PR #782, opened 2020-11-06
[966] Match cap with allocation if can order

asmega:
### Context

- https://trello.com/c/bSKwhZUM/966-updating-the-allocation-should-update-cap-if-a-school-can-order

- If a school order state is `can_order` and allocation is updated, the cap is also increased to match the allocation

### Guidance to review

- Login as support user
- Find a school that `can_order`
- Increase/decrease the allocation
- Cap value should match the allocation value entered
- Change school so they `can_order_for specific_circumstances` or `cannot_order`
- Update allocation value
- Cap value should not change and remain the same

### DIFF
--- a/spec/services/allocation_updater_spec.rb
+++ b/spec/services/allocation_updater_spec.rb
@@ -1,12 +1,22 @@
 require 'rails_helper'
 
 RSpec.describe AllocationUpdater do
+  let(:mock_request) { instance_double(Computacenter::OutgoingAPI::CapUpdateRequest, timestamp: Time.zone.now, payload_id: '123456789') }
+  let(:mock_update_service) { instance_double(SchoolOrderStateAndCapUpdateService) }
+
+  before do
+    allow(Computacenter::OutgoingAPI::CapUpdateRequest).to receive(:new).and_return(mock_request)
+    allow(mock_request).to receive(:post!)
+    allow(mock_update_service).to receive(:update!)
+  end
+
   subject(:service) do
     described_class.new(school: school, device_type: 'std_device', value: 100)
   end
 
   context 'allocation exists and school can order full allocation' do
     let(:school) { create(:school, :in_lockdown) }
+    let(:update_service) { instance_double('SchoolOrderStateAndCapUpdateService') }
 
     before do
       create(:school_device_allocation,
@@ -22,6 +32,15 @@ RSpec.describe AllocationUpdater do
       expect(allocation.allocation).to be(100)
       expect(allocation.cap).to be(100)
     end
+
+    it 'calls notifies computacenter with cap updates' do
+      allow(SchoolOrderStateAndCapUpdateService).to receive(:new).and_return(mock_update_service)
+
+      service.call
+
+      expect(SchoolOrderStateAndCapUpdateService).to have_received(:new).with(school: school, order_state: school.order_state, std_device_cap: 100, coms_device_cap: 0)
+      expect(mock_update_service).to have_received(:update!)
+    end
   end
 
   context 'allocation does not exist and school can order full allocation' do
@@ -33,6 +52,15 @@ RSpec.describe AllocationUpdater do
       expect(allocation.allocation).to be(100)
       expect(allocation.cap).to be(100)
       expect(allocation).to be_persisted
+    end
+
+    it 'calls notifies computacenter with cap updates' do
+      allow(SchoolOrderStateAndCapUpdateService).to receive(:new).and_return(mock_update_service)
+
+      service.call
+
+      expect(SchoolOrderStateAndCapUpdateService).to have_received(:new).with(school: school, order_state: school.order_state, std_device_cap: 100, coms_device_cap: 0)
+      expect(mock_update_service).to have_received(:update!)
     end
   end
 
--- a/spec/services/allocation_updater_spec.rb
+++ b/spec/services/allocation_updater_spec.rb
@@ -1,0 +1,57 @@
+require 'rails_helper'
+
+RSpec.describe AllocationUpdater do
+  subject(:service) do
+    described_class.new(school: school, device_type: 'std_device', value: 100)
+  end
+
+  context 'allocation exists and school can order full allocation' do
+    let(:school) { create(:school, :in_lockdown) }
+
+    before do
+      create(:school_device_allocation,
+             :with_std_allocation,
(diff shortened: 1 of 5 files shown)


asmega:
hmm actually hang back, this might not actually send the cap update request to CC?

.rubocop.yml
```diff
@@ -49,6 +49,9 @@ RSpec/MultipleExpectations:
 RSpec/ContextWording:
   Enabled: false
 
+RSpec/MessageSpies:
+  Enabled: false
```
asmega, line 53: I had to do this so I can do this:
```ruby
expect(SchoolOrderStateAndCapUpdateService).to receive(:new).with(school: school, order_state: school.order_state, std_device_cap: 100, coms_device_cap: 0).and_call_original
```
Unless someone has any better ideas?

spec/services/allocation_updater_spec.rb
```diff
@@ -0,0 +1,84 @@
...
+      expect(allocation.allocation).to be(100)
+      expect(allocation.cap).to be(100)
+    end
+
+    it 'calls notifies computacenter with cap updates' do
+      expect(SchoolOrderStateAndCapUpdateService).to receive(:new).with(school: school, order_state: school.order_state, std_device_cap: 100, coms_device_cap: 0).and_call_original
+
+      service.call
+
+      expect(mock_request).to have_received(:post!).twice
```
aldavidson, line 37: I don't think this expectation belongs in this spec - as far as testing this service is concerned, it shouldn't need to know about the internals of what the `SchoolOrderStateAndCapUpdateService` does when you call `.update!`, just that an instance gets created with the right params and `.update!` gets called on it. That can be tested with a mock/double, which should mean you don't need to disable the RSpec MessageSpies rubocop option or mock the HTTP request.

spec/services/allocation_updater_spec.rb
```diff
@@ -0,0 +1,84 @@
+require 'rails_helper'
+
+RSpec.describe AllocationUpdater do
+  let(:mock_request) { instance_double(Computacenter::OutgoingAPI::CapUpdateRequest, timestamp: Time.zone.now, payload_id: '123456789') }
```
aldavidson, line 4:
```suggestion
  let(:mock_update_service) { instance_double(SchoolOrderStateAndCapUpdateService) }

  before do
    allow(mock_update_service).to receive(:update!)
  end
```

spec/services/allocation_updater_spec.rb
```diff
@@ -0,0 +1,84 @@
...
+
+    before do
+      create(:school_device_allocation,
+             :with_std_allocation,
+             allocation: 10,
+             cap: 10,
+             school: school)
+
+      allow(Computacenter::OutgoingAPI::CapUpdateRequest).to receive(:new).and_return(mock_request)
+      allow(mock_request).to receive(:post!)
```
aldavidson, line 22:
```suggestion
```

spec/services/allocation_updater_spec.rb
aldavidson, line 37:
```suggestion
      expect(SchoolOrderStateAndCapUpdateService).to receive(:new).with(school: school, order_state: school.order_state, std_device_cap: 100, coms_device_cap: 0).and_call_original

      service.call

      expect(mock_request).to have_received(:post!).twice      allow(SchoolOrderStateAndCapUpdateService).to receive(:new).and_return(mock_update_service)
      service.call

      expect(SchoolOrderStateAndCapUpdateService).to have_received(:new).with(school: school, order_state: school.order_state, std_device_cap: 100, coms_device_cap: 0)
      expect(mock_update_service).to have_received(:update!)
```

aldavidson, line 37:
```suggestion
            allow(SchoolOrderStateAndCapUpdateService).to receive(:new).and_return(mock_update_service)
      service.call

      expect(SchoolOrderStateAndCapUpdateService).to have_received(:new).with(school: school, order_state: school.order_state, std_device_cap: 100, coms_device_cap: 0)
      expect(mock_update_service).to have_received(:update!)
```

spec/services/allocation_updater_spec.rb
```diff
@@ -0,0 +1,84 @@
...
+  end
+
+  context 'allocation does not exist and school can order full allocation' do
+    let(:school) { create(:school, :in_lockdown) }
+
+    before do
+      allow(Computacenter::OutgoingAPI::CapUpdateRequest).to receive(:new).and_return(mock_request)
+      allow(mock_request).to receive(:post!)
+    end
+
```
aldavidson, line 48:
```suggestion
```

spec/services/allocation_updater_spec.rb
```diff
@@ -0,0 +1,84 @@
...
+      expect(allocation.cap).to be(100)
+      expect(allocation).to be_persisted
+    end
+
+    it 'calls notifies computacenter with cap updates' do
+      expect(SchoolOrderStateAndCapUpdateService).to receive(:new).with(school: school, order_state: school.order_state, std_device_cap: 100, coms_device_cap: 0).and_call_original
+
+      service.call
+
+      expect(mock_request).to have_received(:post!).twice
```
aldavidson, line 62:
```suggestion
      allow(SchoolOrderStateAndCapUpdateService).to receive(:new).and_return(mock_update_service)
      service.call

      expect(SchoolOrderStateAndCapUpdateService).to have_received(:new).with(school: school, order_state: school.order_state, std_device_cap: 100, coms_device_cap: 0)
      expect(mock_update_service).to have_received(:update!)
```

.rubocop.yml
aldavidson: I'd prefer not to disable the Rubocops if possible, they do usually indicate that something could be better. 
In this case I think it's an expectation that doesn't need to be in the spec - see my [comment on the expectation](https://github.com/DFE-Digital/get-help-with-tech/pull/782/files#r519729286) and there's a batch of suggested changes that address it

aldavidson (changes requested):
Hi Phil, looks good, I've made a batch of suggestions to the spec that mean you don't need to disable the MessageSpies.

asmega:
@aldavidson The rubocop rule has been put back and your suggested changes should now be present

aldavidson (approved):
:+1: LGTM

+ + + + +

The answer is each line from the entries above in which the word "changes" occurs.

» **Solution for this exercise**:
In this case I think it's an expectation that doesn't need to be in the spec - see my [comment on the expectation](https://github.com/DFE-Digital/get-help-with-tech/pull/782/files#r519729286) and there's a batch of suggested changes that address it
aldavidson (changes requested):
@aldavidson The rubocop rule has been put back and your suggested changes should now be present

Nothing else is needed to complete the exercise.